==== Input records
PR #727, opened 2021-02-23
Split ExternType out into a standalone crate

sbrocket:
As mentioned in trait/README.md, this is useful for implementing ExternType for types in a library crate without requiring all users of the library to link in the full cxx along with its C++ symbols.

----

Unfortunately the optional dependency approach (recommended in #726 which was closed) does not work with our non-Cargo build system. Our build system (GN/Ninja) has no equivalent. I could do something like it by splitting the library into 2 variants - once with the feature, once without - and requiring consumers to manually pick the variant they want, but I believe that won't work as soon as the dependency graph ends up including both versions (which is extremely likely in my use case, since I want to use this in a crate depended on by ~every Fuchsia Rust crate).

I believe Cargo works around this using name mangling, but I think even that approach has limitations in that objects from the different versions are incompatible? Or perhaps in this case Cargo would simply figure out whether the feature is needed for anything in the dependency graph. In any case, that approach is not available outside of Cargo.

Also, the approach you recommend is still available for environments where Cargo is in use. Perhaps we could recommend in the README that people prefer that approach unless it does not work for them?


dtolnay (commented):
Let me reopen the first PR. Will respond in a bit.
========
==== Input records
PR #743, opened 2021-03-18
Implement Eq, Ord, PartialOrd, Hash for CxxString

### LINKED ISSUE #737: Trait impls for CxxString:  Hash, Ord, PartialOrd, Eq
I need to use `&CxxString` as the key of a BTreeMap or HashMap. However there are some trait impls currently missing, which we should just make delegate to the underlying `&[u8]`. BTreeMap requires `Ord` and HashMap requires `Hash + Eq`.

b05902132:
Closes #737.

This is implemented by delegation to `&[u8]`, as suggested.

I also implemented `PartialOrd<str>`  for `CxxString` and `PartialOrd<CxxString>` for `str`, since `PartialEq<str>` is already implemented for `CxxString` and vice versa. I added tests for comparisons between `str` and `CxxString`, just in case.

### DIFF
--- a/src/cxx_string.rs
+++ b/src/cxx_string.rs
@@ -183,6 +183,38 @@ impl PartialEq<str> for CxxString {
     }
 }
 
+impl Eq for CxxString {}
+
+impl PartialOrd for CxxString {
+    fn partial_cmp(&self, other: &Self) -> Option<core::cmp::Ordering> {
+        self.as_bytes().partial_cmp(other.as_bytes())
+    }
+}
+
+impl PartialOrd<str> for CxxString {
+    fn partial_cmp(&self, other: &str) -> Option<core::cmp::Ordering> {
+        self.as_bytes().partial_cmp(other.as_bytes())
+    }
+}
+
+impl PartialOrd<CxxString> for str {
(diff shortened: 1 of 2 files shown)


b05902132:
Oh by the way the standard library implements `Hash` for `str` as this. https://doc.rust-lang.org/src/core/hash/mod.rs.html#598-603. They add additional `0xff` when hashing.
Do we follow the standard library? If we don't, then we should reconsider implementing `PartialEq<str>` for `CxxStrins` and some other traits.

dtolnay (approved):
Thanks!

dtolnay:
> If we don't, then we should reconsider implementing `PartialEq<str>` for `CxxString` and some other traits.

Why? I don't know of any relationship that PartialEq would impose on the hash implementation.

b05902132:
========
Exercise:
All lines in the preceding records that hold the word "opened" need to be copied.

Answer to this task:
PR #727, opened 2021-02-23
PR #743, opened 2021-03-18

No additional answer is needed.